Clearly, this blog has largely become a project blog for my analyses of reddit (particular /r/warhingtondc), so I’m going to stop starting posts by going into the background of the project.
Normally, I’ve just been posting results, but I want to get more into the habit of commenting on my whole process, so this is the only “brainstorming” post so far but will probably be the first of many.
Do people use reddit more when it’s shitty out. Can we show this analytically? Are there some very active users who are likely to stop redditing when it’s really nice out? Can we identify homebodies (people who’s redditing behavior is affected very little by how nice the weather is)?

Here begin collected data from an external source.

PR #65, opened 2023-01-11
Add linear regression livebook

msluszniak:
I need to move some of the functionalities implemented in this livebook to Scholar like:
* correlation matrix (to Scholar.Covariance?)
* MSE and RMSE (to Scholar.Metrics)

Maybe it is worth implementing a stratified split shortly.
Also, I think that would be cool if there will be a button at the beginning of each notebook section such as 'Run all in this branch' and if there will be an option to hide the code of a cell. Some cells with Vega do not introduce any specific value, only the final plot is essential. It will be great to hide such cells.


notebooks/linear_regression.livemd
```diff
@@ -0,0 +1,610 @@
...
+alias VegaLite, as: Vl
+require Explorer.DataFrame
+```
+
+<!-- livebook:{"branch_parent_index":0} -->
+
+## Linear Regression on Synthetic Data
+
+```elixir
+use Nx.Defn.Kernel
```
polvalente, line 36: I'm not sure if it's a good idea to actually `use Nx.Defn.Kernel` directly here. It has `@doc false`, which makes me think it's not actually a public API in itself.

@josevalim WDYT?

notebooks/linear_regression.livemd
```diff
@@ -0,0 +1,610 @@
...
+
+Firstly, we generate the data which simulates the function $f(x) = 3x + 4$ with added uniform, zero-mean noise. `Nx.Random.uniform` creates a tensor with a given shape and type.
+
+```elixir
+key = Nx.Random.key(42)
+size = 100
+{uniform_x, new_key} = Nx.Random.uniform(key, shape: {size, 1}, type: :f32)
+{uniform_y, _} = Nx.Random.uniform(new_key, shape: {size, 1}, type: :f32)
+x = 2 * uniform_x
+y = 3 * x + 4 + (uniform_y - Nx.mean(uniform_y))
```
polvalente, line 49:
```suggestion
{x, new_key} = Nx.Random.uniform(key, 0, 2shape: {size, 1}, type: :f32)
{noise, _} = Nx.Random.uniform(new_key, -0.5, 0.5, shape: {size, 1}, type: :f32)
y = 3 * x + 4 + noise
```

notebooks/linear_regression.livemd
```diff
@@ -0,0 +1,610 @@
...
+|> Vl.encode_field(:y, "y", type: :quantitative, scale: [domain: [2.5, 12]], axis: [grid: false])
+```
+
+For a regression task, we will use the `Scholar.Linear.LinearRegression` module.
+
+```elixir
+model = Scholar.Linear.LinearRegression.fit(x, y)
+```
+
+As we can see, the coefficient is almost 3.0, and the intercept is nearly 4.0. Those are decent estimations. They are not exactly equal to 3.0 and 4.0 because we introduce noise to our samples.
```
polvalente, line 81:
```suggestion
As we can see, the coefficient is almost 3.0, and the intercept is nearly 4.0. Those are decent estimations. They are not exactly equal to 3.0 and 4.0 because we introduced noise to our sample generation.
```

notebooks/linear_regression.livemd
```diff
@@ -0,0 +1,610 @@
...
+
+Now we will predict one value and draw it on the previous graph in a different color.
+
+```elixir
+x_prediction = Nx.tensor([[0.83]])
+
+y_prediction =
+  Scholar.Linear.LinearRegression.predict(model, x_prediction) |> Nx.reshape({}) |> Nx.to_number()
+
+x_prediction = x_prediction |> Nx.reshape({}) |> Nx.to_number()
```
polvalente, line 136:
```suggestion
x_prediction = Nx.tensor([[0.83]])  |> Nx.reshape({}) |> Nx.to_number()

y_prediction =
  Scholar.Linear.LinearRegression.predict(model, x_prediction)
```

polvalente: If this doesn't work, we should change LinearRegression.predict to accept as a valid input. I see no reason for it to force a 2D tensor as an input. Output should have the same shape as the input, though.

notebooks/linear_regression.livemd
```diff
@@ -0,0 +1,610 @@
...
+  |> Vl.data_from_values(df_prediction)
+  |> Vl.mark(:circle, color: :red, size: 80)
+  |> Vl.encode_field(:x, "x", type: :quantitative)
+  |> Vl.encode_field(:y, "y", type: :quantitative)
+])
+```
+
+As we expected, the red dot lies on the regression line.
+
+This implementation of linear regression is based on the so-called *Least Squares* method. In practice, the function computes $X^+y$ where $X^+$ is a pseudo-inverse matrix (more precisely, Moore-Penrose matrix). You can calculate the results using `Nx.LinAlg.pinv/2`.
```
polvalente, line 180:
```suggestion
This implementation of linear regression is based on the so-called *Least Squares* method. In practice, the function computes $X^+y$ where $X^+$ is the Moore-Penrose pseudo-inverse matrix, calculated using `Nx.LinAlg.pinv/2`.
```

notebooks/linear_regression.livemd
```diff
@@ -0,0 +1,610 @@
...
+  for name <- List.delete(df.names, "ocean_proximity"),
+      do:
+        Vl.new()
+        |> Vl.mark(:bar)
+        |> Vl.encode_field(:x, name, bin: [bin: true, maxbins: 50], axis: [ticks: false])
+        |> Vl.encode_field(:y, "value count", aggregate: :count)
+)
+```
+
+From histograms, we can spot that *median_income* and *median_house_values* have a similar distribution. Both of them are heavy-tailed with high skewness. We might speculate that those two features are strictly correlated. We will check that later on.
```
polvalente, line 246:
```suggestion
From the histograms, we can spot that *median_income* and *median_house_values* have a similar distribution. Both of them are heavy-tailed with high skewness. We might speculate that those two features are strictly correlated. We will check that later on.
```

notebooks/linear_regression.livemd
```diff
@@ -0,0 +1,610 @@
...
+    type: :quantitative,
+    axis: [grid: false],
+    scale: [domain: [32.45, 42.05]]
+  )
+  |> Vl.encode_field(:color, "median_house_value", type: :quantitative, scale: [scheme: :viridis])
+  |> Vl.encode_field(:size, "population", type: :quantitative)
+])
+```
+
+From This plot, we can read that prices are substantially dependent on **geolocalization** and **population**. For geolocalization, we see, those areas closer to the ocean are more expensive. But it's not a strict rule since houses on the northern bay of California are much more affordable than in in-land Mid California. For the population, there are two dense areas with expensive housing: Los Angeles Bay (In South California) and San Francisco Bay (in Mid Califonia). They are metropolises with a lot of different tech companies, and business and cultural institutions, so, logically, housing in those places will be expensive.
```
polvalente, line 368:
```suggestion
From this plot, we can read that prices are substantially dependent on **geolocalization** and **population**. For geolocalization, we see that those areas closer to the ocean are more expensive. But it's not a strict rule since houses on the northern bay of California are much more affordable than in-land Mid California. For the population, there are two dense areas with expensive housing: Los Angeles Bay (In South California) and San Francisco Bay (in Mid California). They are metropoles with a lot of different tech companies, and business and cultural institutions, so, logically, housing in those places will be expensive.
```

notebooks/linear_regression.livemd
```diff
@@ -0,0 +1,610 @@
...
+
+<ins>
+<i>
+Hint:
+</i>
+</ins>
+
+<br />
+
+You can try to add another feature by computing clustering on this data set. It might be a sum or power mean of distances to the clusters. We may predict that centroids will be located in San Francisco Bay and Los Angeles Bay. You can also pass population as weights to k-means.
```
polvalente, line 378:
```suggestion
You can try to add another feature by computing clustering on this data set. It might be a sum or power mean of distances to the clusters. We may predict that centroids will be located in San Francisco Bay and Los Angeles Bay. You can also pass population as weights to K-means.
```

notebooks/linear_regression.livemd
```diff
@@ -0,0 +1,610 @@
...
+```elixir
+df =
+  Explorer.DataFrame.mutate(df,
+    rooms_per_family: total_rooms / households,
+    bedrooms_per_rooms: total_bedrooms / total_rooms,
+    population_per_family: population / households
+  )
+```
+
+In the next step, we will find the correlation matrix. But to do this, we need to cast our data frame to Nx tensor and split data into train and test sets.
```
polvalente, line 399:
```suggestion
In the next step, we will find the correlation matrix. But to do this, we need to cast our data frame to an Nx tensor and split data into train and test sets.
```

notebooks/linear_regression.livemd
```diff
@@ -0,0 +1,610 @@
...
+x =
+  df
+  |> Explorer.DataFrame.discard(["median_house_value"])
+  |> ToTensor.df_to_matrix()
+  |> Nx.take(permutation_indices)
+
+{x, y}
+```
+
+Since we don't have a stratified spilt of data implemented (to learn more see [Stratified Sampling](https://en.wikipedia.org/wiki/Stratified_sampling)), we shuffle data set and take advantage of [Law of large numbers](https://en.wikipedia.org/wiki/Law_of_large_numbers). Now, we will split the data into training and test sets.
```
polvalente, line 462:
```suggestion
Since we don't have a stratified split of data implemented (to learn more see [Stratified Sampling](https://en.wikipedia.org/wiki/Stratified_sampling)), we shuffle data set and take advantage of [Law of large numbers](https://en.wikipedia.org/wiki/Law_of_large_numbers). Now, we will split the data into training and test sets.
```

polvalente: I would either explain how the law of large numbers comes in play here or just not mention it at all

notebooks/linear_regression.livemd
```diff
@@ -0,0 +1,610 @@
...
+
+Before we compute the correlation matrix, we will check if we have NaNs (Not a Number) in the data set.
+
+```elixir
+y_nan_count = Nx.sum(Nx.is_nan(y))
+x_nan_count = Nx.sum(Nx.is_nan(x))
+{x_nan_count, y_nan_count}
+```
+
+Ups, we have some. Fortunately, for y, we don't have any NaNs. If we dig a little bit more, it turns out that NaNs are in <pre> bedrooms_per_rooms (1st row) </pre>  <pre> total_bedrooms (10th row) </pre>
```
polvalente, line 480:
```suggestion
Oops, we have some! Fortunately, for y we don't have any NaNs. If we dig a little bit more, it turns out that NaNs are in <pre> bedrooms_per_rooms (1st row) </pre>  <pre> total_bedrooms (10th row) </pre>
```

notebooks/linear_regression.livemd
```diff
@@ -0,0 +1,610 @@
...
+
+```elixir
+{bedrooms_per_rooms_idx, total_bedrooms_idx} = {0, 9}
+bedrooms_per_rooms_nan_count = Nx.sum(Nx.is_nan(x[[0..-1//1, bedrooms_per_rooms_idx]]))
+total_bedrooms_nan_count = Nx.sum(Nx.is_nan(x[[0..-1//1, total_bedrooms_idx]]))
+Nx.equal(x_nan_count, Nx.add(bedrooms_per_rooms_nan_count, total_bedrooms_nan_count))
+```
+
+For these two, we use `Scholar.Impute.SimpleImputer` with startegy set to median of values. Function `fit` learn the median of features and `transform` for trained model replace all NaNs with a given startegy. It is important that we perform imputation after splitting data because otherwise we will have a leakage of information from test data.
```
polvalente, line 489:
```suggestion
For these two, we use `Scholar.Impute.SimpleImputer` with strategy set to median of values. The `fit` function learns the median of features and `transform` with the trained model replaces all NaNs with a given strategy. It is important that we perform imputation after splitting data because otherwise we will have a leakage of information from test data.
```

notebooks/linear_regression.livemd
```diff
@@ -0,0 +1,610 @@
...
+  defn correlation_matrix_n(x, opts \\ []) do
+    variances =
+      if opts[:biased] do
+        Nx.variance(x, axes: [0])
+      else
+        Nx.variance(x, axes: [0], ddof: 1)
+      end
+
+    Scholar.Covariance.covariance_matrix(x, opts) /
+      Nx.sqrt(Nx.new_axis(variances, 1) * Nx.new_axis(Nx.transpose(variances), 0))
```
polvalente, line 518: Why do you need the transpose here?

notebooks/linear_regression.livemd
```diff
@@ -0,0 +1,610 @@
...
+end
+```
+
+```elixir
+correlation =
+  Nx.concatenate([x_train, Nx.new_axis(y_train, 1)], axis: 1)
+  |> Correlation.correlation_matrix_n(biased: true)
+```
+
+Maybe visual representation would be nicer. 😅
```
polvalente, line 529:
```suggestion
Maybe a visual representation would be nicer. 😅
```

notebooks/linear_regression.livemd
polvalente: Won't `variances` be 1D and as such transpose be a noop?

notebooks/linear_regression.livemd
```diff
@@ -0,0 +1,610 @@
...
+{rmse, mae}
+```
+
+Ok, but is it a good or poor estimation? Huh, check the mean value of the target and then compare it to the value of errors.
+
+```elixir
+Nx.mean(y)
+```
+
+For such a simple model as linear regression, it seems to be a pretty good result. But there is space to improve this result. You can, for example, add some additional features like the logarithm of the population. In the future, you will be able to try more complicated models, such as random forests.
```
polvalente, line 610: Why mention the logarithm of the population here? You should either explain what that would accomplish, or remove this comment from the conclusion.

Also, I expected the skewness of the income and the house values to have come in play in the algorithm as well.

I though you'd have used log(1 + p) on both of those features and the applied the inverse function for the final prediction. I think either we do that, or just don't comment on the skewness at all.

polvalente:
@msluszniak regarding covariance matrix, RMSE and MSE, I agree that all of these could be extracted to Scholar :)

josevalim:
> @msluszniak regarding covariance matrix, RMSE and MSE, I agree that all of these could be extracted to Scholar :)

me too! So please extract those out @msluszniak as we prepare this notebook!

notebooks/linear_regression.livemd
msluszniak: In line 46 there is no comma between 0 and 2, I will add this change separately.

notebooks/linear_regression.livemd
msluszniak: I think that this might have a reason. For training, we pass 2D data which has `n_samples` and `n_features`. So it somehow forces input for prediction to have the same `n_features` which is the first axis. But features are considered usually as the second axis.  For scalar tensors, we can guess that input has one row and one feature (but we virtually add those axes). For one-dimensional input, it will be ambiguous if the input has one row with n features or n rows with 1 feature. There is no specific reason to assume one version. If we wrap it into a 2D tensor then it is clear what we mean.

msluszniak: I believe that's why sklearn also forces users to use only 2D input.

notebooks/linear_regression.livemd
msluszniak: Yeah, I will add more explanation about the law of large numbers. I find it important to explain the sampling process.

notebooks/linear_regression.livemd
msluszniak: Yes, you are totally right. It is redundant.

notebooks/linear_regression.livemd
```diff
@@ -0,0 +1,610 @@
...
+model = Scholar.Linear.LinearRegression.fit(x_train, y_train)
+```
+
+Now we can predict the values for the test set and measure the error of our prediction. We will calculate root mean square error (RMSE) and mean absolute error (MAE).
+
+```elixir
+defmodule RMSE do
+  import Nx.Defn
+
+  defn root_mean_square_error(y_true, y_pred) do
```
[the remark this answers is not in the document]
msluszniak: Yes, I will write this functionality.

notebooks/linear_regression.livemd
msluszniak: Ok, I will remove the logarithm of the population from the conclusion because it doesn't make sense.  I also tried with log(1+p) of mentioned features and it turns out to make prediction worse than without logs. However, I would like to keep the mention of skewness. I made it mostly because of the correlation matrix at the end of the notebook.

notebooks/linear_regression.livemd
polvalente: I don't think it would be ambiguous if we define/standardize on 1D tensors being a single example (i.e. 1 row, n features)

polvalente (approved):

notebooks/linear_regression.livemd
msluszniak: Ok, I will introduce such feature in a separate PR and then update the livebook.

polvalente (approved):

notebooks/linear_regression.livemd
polvalente: @msluszniak last thing here. I confirmed that this is a private API, so we need to remove this `use`. I think this only affects the next cell, right?

Perhaps just adding a module around it will suffice

msluszniak: Sure

notebooks/linear_regression.livemd
```diff
@@ -0,0 +1,582 @@
...
+require Explorer.DataFrame
+```
+
+<!-- livebook:{"branch_parent_index":0} -->
+
+## Linear Regression on Synthetic Data
+
+```elixir
+use Nx.Defn.Kernel
+```
```
msluszniak, line 37:
```suggestion
```

notebooks/linear_regression.livemd
polvalente: Resolving this in favor of the PR

polvalente (approved):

1: Aggregate reddit usage BY DAY for r/dc. Might not have enough data to do something meaningful here with just r/dc, but we can try. Consider determining average usage for each user by day of week and normalizing relative to that mean. Then derive an average based on available users (otherwise we’ll always see more usage later in the dataset since there will be more users). Consider limiting dataset to users who have commented within a certain threshold time frame towards the end of the dataset to ensure we don’t grab any “dead” users.
2: download wunderground data for the appropriate time series. Try to draw predictions based on precipitation, temperature, etc.
One option: work backwards. Identify days during which it rained all day, during the afternoon only, etc (not just any day it rained). See how these buckets affect the analysis.